WORK REQUIRED: The lines below starting at the line containing "the meta scheme" and ending at the line containing "PR #558, opened 2022-03-03" are to be repeated exactly, with both ends kept and nothing else added.

TASK INPUT:

PR #4843, opened 2025-02-11
Updated bootstrap weights

RickiNano:
Updated bootstrap weights from 11-02-2025 for live and beta network.
Also modified the python script to insert the date that the new weight file is created


RickiNano:
Weights updated again 25-02-2025

PR #4855, opened 2025-03-04
Fix websocket confirmation options handling

gr0vity-dev:
This PR fixes an issue with the websocket confirmation message handling. Previously, the system would cache messages based solely on the `include_block` option, causing other subscriber options (like `include_linked_account` and `include_sideband_info`) to be ignored if another subscriber had already created a cached message.

Changes made:
- Removed the message caching mechanism that was causing options to be ignored
- Each subscriber now receives a message built specifically with their configuration options
- Simplified parameter naming for better readability
- Made options handling more consistent across the codebase
- Added a failing testcase that is passing by the removal of the cache

These changes ensure that all subscribers receive confirmation messages that correctly respect their individual option settings.

### DIFF
--- a/nano/core_test/websocket.cpp
+++ b/nano/core_test/websocket.cpp
@@ -1146,3 +1146,107 @@ TEST (websocket, new_unconfirmed_block)
 	ASSERT_EQ ("state", message_contents.get<std::string> ("type"));
 	ASSERT_EQ ("send", message_contents.get<std::string> ("subtype"));
 }
+
+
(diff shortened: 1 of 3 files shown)


pwojcikdev (approved):

gr0vity-dev:
This was previous code + testcase only:

Screenshot 2025-03-04 at 20 33 25

[Here is the run](https://github.com/nanocurrency/nano-node/actions/runs/13660701620/job/38190921681)

PR #4863, opened 2025-03-17
Remove unnecessary com file for Win

RickiNano:
The build process is creating both nano_wallet.exe and nano_wallet.com for the Windows build. The dot com file is not needed. 
Running the gui wallet from the console doesn't make much sense. If you want to use the console you should be using nano_node.exe
It is also possible to add arguments to nano_wallet.exe if you launch it from a console.

### DIFF
--- a/CMakeLists.txt
+++ b/CMakeLists.txt
@@ -844,18 +844,6 @@ if(NANO_GUI OR RAIBLOCKS_GUI)
 
   target_link_libraries(nano_wallet Boost::process rpc node qt)
 
-  if(WIN32)
-    target_link_libraries(nano_wallet Qt5::WinExtras)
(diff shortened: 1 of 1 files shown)


CMakeLists.txt
```diff
@@ -844,18 +844,6 @@ if(NANO_GUI OR RAIBLOCKS_GUI)
 
   target_link_libraries(nano_wallet Boost::process rpc node qt)
 
-  if(WIN32)
-    target_link_libraries(nano_wallet Qt5::WinExtras)
```
pwojcikdev, line 848: We most likely don't want to remove `Qt5::WinExtras` from the normal `nano_wallet` target.

PR #4928, opened 2025-07-12
Update RocksDb to V10.3.4

RickiNano:
Updates from V9.7.2 to V10.3.4
I have been testing this version on live network for a week without any issues.


pwojcikdev:
Can we upgrade straight to v10.4.2? I'm not familiar with rocksdb release practices, but 10.3.4 is not tagged anywhere (https://github.com/facebook/rocksdb/releases)

RickiNano:
I did try with 10.4.2, but it triggers some kind of build error on Windows Github runners. I can't reproduce that error locally. It builds fine on my windows pc and it uses same msvc version.
Here is the failing unit test with 10.4.2:
https://github.com/RickiNano/nano-node/actions/runs/16235666353

It may have something to do with the API change in 10.4:
`Change NewExternalTableFactory to return a unique_ptr instead of shared_ptr.`
https://github.com/facebook/rocksdb/blob/main/HISTORY.md#public-api-changes-1

RickiNano:
@pwojcikdev 
I found the cause of the failing windows build on V10.4.2. It seems that they have unreachable code in auto_skip_compressor.cc.
I made a second PR for 10.4.2 that suppresses this warning
Not sure if we should go with 10.4.2 or just 10.3.4

PR #4961, opened 2025-11-12
Disable LMDB read ahead on Windows

RickiNano:
LMDB's read-ahead feature works well on Linux and Mac, but causes excessive memory usage on Windows, consuming all 
available RAM and making the node slow to a crawl after a few hours.
This PR disables read ahead for windows but maintains it on Mac and Linux

### DIFF
--- a/nano/store/lmdb/lmdb_env.cpp
+++ b/nano/store/lmdb/lmdb_env.cpp
@@ -40,9 +40,12 @@ void nano::store::lmdb::env::init (std::filesystem::path const & path_a, nano::s
 
 			// It seems if there's ever more threads than mdb_env_set_maxreaders has read slots available, we get failures on transaction creation unless MDB_NOTLS is specified
 			// This can happen if something like 256 io_threads are specified in the node config
-			// MDB_NORDAHEAD will allow platforms that support it to load the DB in memory as needed.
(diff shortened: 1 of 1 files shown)


qwahzi:
@RickiNano - Were you able to do any performance tests for read-ahead on Mac/Linux? I'm wondering if there's any benefit to keeping read-ahead enabled on Mac/Linux, since I'm guessing Nano is pretty heavy on random reads (except maybe when bootstrapping)?

> The excessive reads were caused by OS read-ahead. By default, when we read a page, the OS will prefetch the pages following that page into memory. However, this is usually undesirable in a DB, since we are usually doing random read. So we need to disable read-ahead to get optimal performance for random read.

https://stackoverflow.com/a/49354913

> [MDB_NORDAHEAD](http://www.lmdb.tech/doc/group__mdb__env.html#ga0fcdaf42f0c45749a2dff11ee322303f) Turn off readahead. Most operating systems perform readahead on read requests by default. This option turns it off if the OS supports it. Turning it off may help random read performance when the DB is larger than RAM and system RAM is full. The option is not implemented on Windows.

http://www.lmdb.tech/doc/group__mdb.html

RickiNano:
@qwahzi I don't own a Mac or Linux computer so I can't test that unfortunately.

PR #395, opened 2021-07-08
Replace LogManager with LogFactory

### LINKED ISSUE #394: Replace LogManager with LoggerFactory
Some classes invalidly instantiate logger with `org.apache.logging.log4j.LogManager` instead of `org.slf4j.LoggerFactory` which contradicts the idea of slf4j as logging facade. 

We need to fix this to avoid breaking implementations that make use of other logging frameworks e.g. logback.

johanneshiry:
Resolves #394


johanneshiry:
@reviewer: Please take a look if it is really necessary to fix the QualityGate as only error logging is affected

ckittl (approved):

PR #407, opened 2021-08-16
Introducing EvcsLocationType

### LINKED ISSUE #406: Enhance EvcsInput/EvcsInputFactory to include EvcsLocationType
EvcsLocationType should be implemented in this project as an enum and read exist as a field in EvcsInput csv

Maybe there needs to be a discussion about what the location types should be

sebastian-peter:
Resolves #406

### DIFF
--- a/src/main/java/edu/ie3/datamodel/models/input/system/type/evcslocation/EvcsLocationTypeUtils.java
+++ b/src/main/java/edu/ie3/datamodel/models/input/system/type/evcslocation/EvcsLocationTypeUtils.java
@@ -1,0 +1,30 @@
+/*
+ * © 2021. TU Dortmund University,
+ * Institute of Energy Systems, Energy Efficiency and Energy Economics,
+ * Research group Distribution grid planning and operation
+*/
+package edu.ie3.datamodel.models.input.system.type.evcslocation;
+
+import edu.ie3.datamodel.exceptions.ParsingException;
+import java.util.HashMap;
+
+public class EvcsLocationTypeUtils {
+
+  private static final HashMap<String, EvcsLocationType> nameToType = initMap();
+
+  private static HashMap<String, EvcsLocationType> initMap() {
+    final HashMap<String, EvcsLocationType> map = new HashMap<>(EvcsLocationType.values().length);
+    for (EvcsLocationType type : EvcsLocationType.values()) map.put(type.name(), type);
+
+    return map;
+  }
+
+  private EvcsLocationTypeUtils() {
+    throw new IllegalStateException("This is a factory class. Don't try to instantiate it.");
+  }
+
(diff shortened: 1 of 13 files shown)


src/main/java/edu/ie3/datamodel/models/input/system/type/evcslocation/EvcsLocationTypeUtils.java
```diff
@@ -0,0 +1,30 @@
...
+
+    return map;
+  }
+
+  private EvcsLocationTypeUtils() {
+    throw new IllegalStateException("This is a factory class. Don't try to instantiate it.");
+  }
+
+  public static EvcsLocationType parse(String parsableString) throws ParsingException {
+    if (nameToType.containsKey(parsableString)) return nameToType.get(parsableString);
```
ckittl, line 27: I would wish for a bit less restrictive way of parsing, e.g. comparing with neglecting the case (cf. `BdewLoadProfile`). And we should consider, which case (camel, snake, ...) we actually expect. Any suggestion?

src/test/groovy/edu/ie3/datamodel/models/input/system/type/evcslocation/EvcsLocationTypeUtilsTest.groovy
```diff
@@ -0,0 +1,56 @@
...
+
+	def "The EvcsLocationTypeUtils should throw exceptions as expected when invalid evcs location type string is provided"() {
+		when:
+		parse(invalidString)
+
+		then:
+		ParsingException ex = thrown()
+		ex.message == expectedExceptionMsg
+
+		where:
```
ckittl, line 51: I think, data driven testing isn't necessary in this case.

ckittl (changes requested):
Please address the comments and adapt the Documentation (readthedocs). Especially, it is important to denote the range of permitted values and how to enter them.

src/main/java/edu/ie3/datamodel/models/input/system/type/evcslocation/EvcsLocationTypeUtils.java
sebastian-peter: I wrote the type names in upper & snake case because that's the Java convention regarding enums. Of course other styles are possible, we have to expect SonarLint warnings then though.

src/test/groovy/edu/ie3/datamodel/models/input/system/type/evcslocation/EvcsLocationTypeUtilsTest.groovy
sebastian-peter: Are you refering to the checking of the error message, or the whole test altogether?

ckittl (approved):

PR #505, opened 2022-01-17
No/#405 add olm model

### LINKED ISSUE #405: Add OLM model
Add new OLM model to support different implementations of olm

noffermann:
resolves #405


docs/readthedocs/models/input/OLM.rst
```diff
@@ -0,0 +1,45 @@
...
+""""""""""
+
++--------------+---------+---------------------------------------------+
+| Attribute    | Unit    | Remarks                                     |
++==============+=========+=============================================+
+| uuid         | --      |                                             |
++--------------+---------+---------------------------------------------+
+| id           | --      | Human readable identifier                   |
++--------------+---------+---------------------------------------------+
+| T_s          |  °C     | max. line temperature                       |
```
ckittl, line 20: Throughout the PowerSystemDataModel our variable naming shifted a bit towards expressiveness. It would be good, if you could consider some changes in the naming. E.g. `temperatureMax`.  Additionally, we have used camel case in the other documentation pages. So, it would be good, if we could stick with the same concept in all places.

Moreover, we have defined some [StandardUnits](https://github.com/ie3-institute/PowerSystemDataModel/blob/dev/src/main/java/edu/ie3/datamodel/models/StandardUnits.java). Maybe you could consider to switch the units to those.

docs/readthedocs/models/input/OLM.rst
```diff
@@ -0,0 +1,45 @@
...
++--------------+---------+---------------------------------------------+
+| alpha_line   | 1/K     | Coefficient of thermal expansion            |
++--------------+---------+---------------------------------------------+
+| layer        | --      | Number of layers per line                   |
++--------------+---------+---------------------------------------------+
+| sq           | mm^2    | cross section                               |
++--------------+---------+---------------------------------------------+
+| D_0          | m       | Leiterdurchmesser Bewehrung                 |
```
ckittl, line 28: As we want to target a wide audience, please use English for the documentation.

docs/readthedocs/models/input/OLM.rst
```diff
@@ -0,0 +1,45 @@
...
++--------------+---------+---------------------------------------------+
+| R_dc20       | Ohm/m   | Specific DC resistance at 20°C              |
++--------------+---------+---------------------------------------------+
+| Buendelanzahl| --      |                                             |
```
ckittl, line 32: Same here.

docs/readthedocs/models/input/grid/line.rst
```diff
@@ -59,11 +59,6 @@ Entity Model
 | geoPosition       | --   | | Line string of geographical locations describing the |
 |                   |      | | position of the line                                 |
 +-------------------+------+--------------------------------------------------------+
-| olmCharacteristic | --   | | Characteristic of possible overhead line monitoring  |
```
ckittl, line 62: Within the line model, we need some reference to the OLM model. That is, that I'd like to keep this field and possibly rename it to `olmModel` or so. Moreover, it would also be desired, that we can have simple models as well. That said, would you mind proposing a second olm model (in the way with the above file) to keep the functionality of this simple model?

ckittl (changes requested):
Thanks a lot for your draft!

If we can get convergence on this documentation, we can start implementing the model (wouldn't like to merge a documentation, that does not reflect the actual state of code). Currently we are about and on our way to have a release with breaking changes in data scheme. I will have a discussion with the other team mates, if we can't / wouldn't like to include your changes in that release as well.

PR #530, opened 2022-02-11
To/#529 get nearest coordinates

### LINKED ISSUE #529: Adapt `IdCoordinateSource.getNearestCoordinates` to explicitly use all coordinates

t-ober:
Resolves #529


src/main/java/edu/ie3/datamodel/io/source/IdCoordinateSource.java
```diff
@@ -66,17 +66,15 @@
    *
    * @param coordinate the coordinate to look up the nearest neighbours for
    * @param n how many neighbours to look up
-   * @param allCoordinates the collection of points, ideally containing all available coordinates
+   * @param coordinates the collection of points
```
t-ober, line 69: did change the documentation because ideally you would only look through a minimal set of coordinates that include the nearest coordinates

johanneshiry (changes requested):
Please fix as discussed + also adapt the issue title and description. Thank you! :)

johanneshiry (approved):

PR #550, opened 2022-02-28
use instanceof instead of getClass for equals methods in input models

### LINKED ISSUE #354: Fix equals methods in input models
Currently, the Object#equals method in almost every class us using `getClass` instead of `instanceof`. This breaks substitutability of subclasses. 

There are two possible ways to deal with this:
- either make every class that implements equals that way final
- use instanceof instead of getClass

danielfeismann:
Resolves #354


danielfeismann:
!test

PR #552, opened 2022-03-01
Exclude spock milesone versions

sebastian-peter:
`M` versions are milestone versions (somewhere between snapshot and release candidate), while we should use release versions. Thus, exclude milestone versions.

Also included are probable future versions (`2.2-M2`) which might come up at some point.


johanneshiry (approved):
LGTM, thank you!

PR #556, opened 2022-03-02
Parse with default

### LINKED ISSUE #555: Issue with parsing of time stamp in IconTimeBasedWeatherValueFactory
The `buildModel` function does not parse time pattern with defaults which leads to `DateTimeParseException`

t-ober:
Resolves #555


johanneshiry (changes requested):
This breaks logic and is definitely not what you want. 

Take a look at the constructor: you can already pass in any instance of TimeUtil (either with defaults or not). With your change this is not possible anymore and the class field `timeUtil` becomes useless. Cannot determine where your bug in the issue comes from bc of lack of details, but I would _assume_ the issue is an invalid instantiation of the factory before using it!

PR #321, opened 2021-04-06
Change scheme of COSMO weather data

ckittl:
Resolves parts of #267.

~Close #319 before!~

Includes:
- Adaption of column scheme for COSMO model
- Renaming of all classes which had `Psdm` in it to `Cosmo`
- Consolidate weather test files
- Offer possibility to have different naming strategies

Issue #267, opened 2020-12-17
Fix PsdmTimeBasedWeatherValueFactory


johanneshiry:
The column names of the `PsdmTimeBasedWeatherValueFactory` are currently invalid.

- time -> time 
- coordinate -> **coordinateid**
- diffuseirradiation -> **diffuseirradiance**
- directirradiation -> **directirradiance**
- winddirection -> winddirection
- windvelocity -> windvelocity
- temperature -> temperature

Furthermore the `datum` column of the`IconTimeBasedWeatherValueFactory` might be renamed to `time` as well. (considering #175)

Furthermore, `Psdm` should be renamed to `Cosmo`.

ckittl:
As of discussion today: The factory does not reflect the _actual_ scheme in the weather database. Therefore, either the factory has to be altered or at the same time the scheme of the data base.

An argument for changing the data scheme is, that InfluxDB requires the time information to be called `time`. On the other hand, not changing the scheme, would not lead to breaking other applications.

Decision:
- [ ] Alter the scheme for the COSMO model within the data base, as this kind of is legacy data as well.
- [ ] Rename `PsdmTimeBaseWeatherValueFactory` to `CosmoTimeBasedWeatherValueFactory`
- [ ] Alter the scheme of ICON weather data as well (`datum` -> `time`, `coordinate` -> `coordinateid`) -- change the column name here as well

ckittl:
Even more issues than expected...

- [ ] `CouchbaseWeatherSource` takes name of coordinate column from constructor, `InfluxDbWeatherSource` from `TimeBasedWeatherValueFactory`-implementation for queries -> Resolve this inhomogeneity
- [ ] Field names in Couchbase (the actual source) are plain and not snake case as in other sources -> can it be harmonized?

ckittl:
Breaking down the above discussion to actual tasks:

- [x] Adaption of COSMO column scheme in code
  - targeted in: #321 
- [ ] Adapt COMSO column scheme in all existing sources (files, database, ...)
- [x] Adapt ICON column scheme in code
  - targeted in: #329
- [ ] Adapt ICON column scheme in all existing sources (files, database, ...)
- [ ] `SqlWeatherSource` determines column name by querying the meta scheme
  - [ ] Check where this is actually used
  - [ ] Try to get rid of that implementation and use fixed column name convention instead
- [ ] Change Couchbase column names from flat to snake case
[...]

PR #558, opened 2022-03-03
Adapt to changed scheme of COSMO weather data

sebastian-peter:
Adaption of #321 by @ckittl without introducing `NamingConvention` to parts of the sources ([more here](https://github.com/ie3-institute/PowerSystemDataModel/pull/321#discussion_r805770366))

Resolves parts of #267.

Includes:
- Adaption of column scheme for COSMO model
- Renaming of all classes which had `Psdm` in it to `Cosmo`
- Consolidate weather test files


src/main/java/edu/ie3/datamodel/io/source/influxdb/InfluxDbWeatherSource.java
```diff
@@ -30,7 +30,11 @@
   private static final String WHERE = " where ";
   private static final String MEASUREMENT_NAME_WEATHER = "weather";
   private static final int MILLI_TO_NANO_FACTOR = 1000000;
-  private final String coordinateIdColumnName;
+
+  /* Final name of the coordinate id field for use in factories */
+  private final String coordinateIdFieldName;
+  /* Final name of the column within the database */
+  private static final String coordinateIdColumnName = "coordinate_id";
```
t-ober: reminder to address sonarqube issue

src/main/java/edu/ie3/datamodel/io/source/influxdb/InfluxDbWeatherSource.java
```diff
@@ -30,7 +30,11 @@
   private static final String WHERE = " where ";
   private static final String MEASUREMENT_NAME_WEATHER = "weather";
   private static final int MILLI_TO_NANO_FACTOR = 1000000;
-  private final String coordinateIdColumnName;
+
+  /* Final name of the coordinate id field for use in factories */
+  private final String coordinateIdFieldName;
```
t-ober, line 36: why do we track that here as an attribute explicitly. If it's just the value of the `WeatherFactory` we can just access it via the factory

src/main/java/edu/ie3/datamodel/io/source/influxdb/InfluxDbWeatherSource.java
```diff
@@ -50,7 +54,7 @@ public InfluxDbWeatherSource(
     this.connector = connector;
     this.coordinateSource = coordinateSource;
     this.weatherValueFactory = weatherValueFactory;
-    this.coordinateIdColumnName = weatherValueFactory.getCoordinateIdFieldString();
+    this.coordinateIdFieldName = weatherValueFactory.getCoordinateIdFieldString();
```
t-ober, line 57: why do we track that here as an attribute explicitly. If it's just the value of the WeatherFactory we can just access it via the factory

src/main/java/edu/ie3/datamodel/io/source/influxdb/InfluxDbWeatherSource.java
```diff
@@ -152,24 +156,25 @@ public InfluxDbWeatherSource(
     return measurementsMap.get(MEASUREMENT_NAME_WEATHER).stream()
```
t-ober, line 156: something weird is going on in the docs of the function of `optTimeBasedValueStrem` on line 149 - would be nice if we can fix that here as well

src/main/java/edu/ie3/datamodel/io/source/influxdb/InfluxDbWeatherSource.java
```diff
@@ -152,24 +156,25 @@ public InfluxDbWeatherSource(
...
-              Map<String, String> camelCaseFields =
+              /* The factory expects flat case id's for fields -> Convert the keys */
+              Map<String, String> flatCaseFields =
                   fieldToValue.entrySet().stream()
                       .collect(
                           Collectors.toMap(
-                              entry -> StringUtils.snakeCaseToCamelCase(entry.getKey()),
+                              entry ->
+                                  StringUtils.snakeCaseToCamelCase(entry.getKey()).toLowerCase(),
                               Map.Entry::getValue));
```
t-ober, line 166: Do you think it might make sense to extract this to a different function? Would reduce complexity of this function.

t-ober (changes requested):
Looks good - just minor stuff

src/main/java/edu/ie3/datamodel/io/source/influxdb/InfluxDbWeatherSource.java
sebastian-peter: That's true

src/main/java/edu/ie3/datamodel/io/source/influxdb/InfluxDbWeatherSource.java
sebastian-peter: With the new functionalities in PSU, I can imagine a universal converion tool for naming formats: Convert from an arbitrary format to another using `NamingConvention`. I created a new issue here: https://github.com/ie3-institute/PowerSystemUtils/issues/235

I'd suggest to solve issues like this using this new functionality (in the future), which would also make parts of `StringUtils` obsolete.

t-ober (approved):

RESPONSE TO THIS EXERCISE:
- [ ] `SqlWeatherSource` determines column name by querying the meta scheme
  - [ ] Check where this is actually used
  - [ ] Try to get rid of that implementation and use fixed column name convention instead
- [ ] Change Couchbase column names from flat to snake case
[...]

PR #558, opened 2022-03-03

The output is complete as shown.